#### TASK INSTRUCTIONS:
When you reach the line containing "Looking forward to finally merging this :)" in the entries below, begin reproducing lines exactly, and stop once the line containing "rangetouch.js into index.htm?" is done.

▼▼▼

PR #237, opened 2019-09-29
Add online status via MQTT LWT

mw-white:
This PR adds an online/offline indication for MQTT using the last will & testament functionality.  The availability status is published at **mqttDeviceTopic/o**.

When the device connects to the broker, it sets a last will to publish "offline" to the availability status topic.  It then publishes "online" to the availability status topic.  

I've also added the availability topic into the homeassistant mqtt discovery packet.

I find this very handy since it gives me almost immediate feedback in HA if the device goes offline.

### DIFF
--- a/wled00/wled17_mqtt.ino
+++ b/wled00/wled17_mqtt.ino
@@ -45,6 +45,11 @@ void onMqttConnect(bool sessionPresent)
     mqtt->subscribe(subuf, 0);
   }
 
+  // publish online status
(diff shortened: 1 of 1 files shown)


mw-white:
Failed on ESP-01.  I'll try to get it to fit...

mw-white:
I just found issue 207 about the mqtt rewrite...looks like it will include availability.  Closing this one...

▲▲▲
▼▼▼

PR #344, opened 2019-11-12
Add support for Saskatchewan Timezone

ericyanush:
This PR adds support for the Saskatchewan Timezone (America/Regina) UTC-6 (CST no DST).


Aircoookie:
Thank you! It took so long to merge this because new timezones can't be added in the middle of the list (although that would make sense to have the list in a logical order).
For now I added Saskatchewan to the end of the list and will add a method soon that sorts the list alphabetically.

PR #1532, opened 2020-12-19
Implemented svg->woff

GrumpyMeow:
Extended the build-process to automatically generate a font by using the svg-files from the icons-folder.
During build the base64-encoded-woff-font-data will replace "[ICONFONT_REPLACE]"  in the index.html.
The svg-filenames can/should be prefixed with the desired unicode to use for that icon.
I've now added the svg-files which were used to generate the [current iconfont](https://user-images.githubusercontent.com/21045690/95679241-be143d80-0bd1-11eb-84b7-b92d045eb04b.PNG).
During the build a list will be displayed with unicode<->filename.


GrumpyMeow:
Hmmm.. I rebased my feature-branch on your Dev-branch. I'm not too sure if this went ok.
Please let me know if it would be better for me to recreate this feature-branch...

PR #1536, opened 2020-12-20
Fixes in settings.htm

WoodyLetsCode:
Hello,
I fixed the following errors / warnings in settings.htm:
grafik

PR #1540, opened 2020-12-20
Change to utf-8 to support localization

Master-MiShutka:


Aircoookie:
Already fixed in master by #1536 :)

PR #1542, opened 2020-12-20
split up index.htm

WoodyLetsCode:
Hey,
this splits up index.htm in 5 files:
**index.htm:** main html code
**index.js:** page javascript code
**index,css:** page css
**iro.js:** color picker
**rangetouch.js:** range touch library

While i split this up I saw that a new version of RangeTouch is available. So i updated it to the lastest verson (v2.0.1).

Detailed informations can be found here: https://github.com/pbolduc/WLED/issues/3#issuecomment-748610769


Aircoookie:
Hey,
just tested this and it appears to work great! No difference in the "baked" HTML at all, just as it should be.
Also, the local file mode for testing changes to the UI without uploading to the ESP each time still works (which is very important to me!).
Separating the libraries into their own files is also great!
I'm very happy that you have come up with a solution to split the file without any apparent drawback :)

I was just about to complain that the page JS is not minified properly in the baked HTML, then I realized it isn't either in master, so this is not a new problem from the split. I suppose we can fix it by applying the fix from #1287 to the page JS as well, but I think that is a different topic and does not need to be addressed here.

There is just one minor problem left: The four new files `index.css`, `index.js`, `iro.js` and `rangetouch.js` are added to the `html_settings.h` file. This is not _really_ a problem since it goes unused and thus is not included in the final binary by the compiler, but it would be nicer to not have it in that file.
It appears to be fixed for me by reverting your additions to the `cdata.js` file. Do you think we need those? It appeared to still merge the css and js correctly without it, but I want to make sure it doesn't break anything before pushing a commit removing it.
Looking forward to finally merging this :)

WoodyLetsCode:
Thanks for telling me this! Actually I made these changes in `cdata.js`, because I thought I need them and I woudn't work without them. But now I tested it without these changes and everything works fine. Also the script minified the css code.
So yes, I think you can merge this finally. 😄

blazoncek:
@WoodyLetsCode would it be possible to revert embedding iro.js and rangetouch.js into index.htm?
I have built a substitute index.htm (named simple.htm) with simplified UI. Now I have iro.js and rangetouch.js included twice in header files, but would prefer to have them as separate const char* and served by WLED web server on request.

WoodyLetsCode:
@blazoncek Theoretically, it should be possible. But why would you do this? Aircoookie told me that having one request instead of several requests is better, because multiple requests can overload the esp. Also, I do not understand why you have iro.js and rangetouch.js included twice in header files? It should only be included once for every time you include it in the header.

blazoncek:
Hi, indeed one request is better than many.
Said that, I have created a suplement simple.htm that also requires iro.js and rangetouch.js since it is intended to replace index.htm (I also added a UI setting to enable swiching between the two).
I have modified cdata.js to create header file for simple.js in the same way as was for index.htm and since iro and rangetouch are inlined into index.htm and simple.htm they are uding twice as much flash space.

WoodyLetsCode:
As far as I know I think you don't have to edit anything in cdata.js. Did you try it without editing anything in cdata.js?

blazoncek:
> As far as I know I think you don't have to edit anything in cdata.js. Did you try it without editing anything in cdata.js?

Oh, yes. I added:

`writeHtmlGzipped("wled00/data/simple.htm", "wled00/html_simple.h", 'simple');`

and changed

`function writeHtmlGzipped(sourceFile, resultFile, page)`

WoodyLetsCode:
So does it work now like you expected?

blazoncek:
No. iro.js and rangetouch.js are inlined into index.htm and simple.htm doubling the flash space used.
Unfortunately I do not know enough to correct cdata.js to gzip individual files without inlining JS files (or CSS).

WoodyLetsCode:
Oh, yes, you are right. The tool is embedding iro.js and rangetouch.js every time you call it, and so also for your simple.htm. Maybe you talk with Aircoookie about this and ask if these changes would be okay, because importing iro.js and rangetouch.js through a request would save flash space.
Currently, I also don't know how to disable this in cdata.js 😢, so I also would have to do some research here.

▲▲▲

#### ANSWER BOX:
Looking forward to finally merging this :)

WoodyLetsCode:
Thanks for telling me this! Actually I made these changes in `cdata.js`, because I thought I need them and I woudn't work without them. But now I tested it without these changes and everything works fine. Also the script minified the css code.
So yes, I think you can merge this finally. 😄

blazoncek:
@WoodyLetsCode would it be possible to revert embedding iro.js and rangetouch.js into index.htm?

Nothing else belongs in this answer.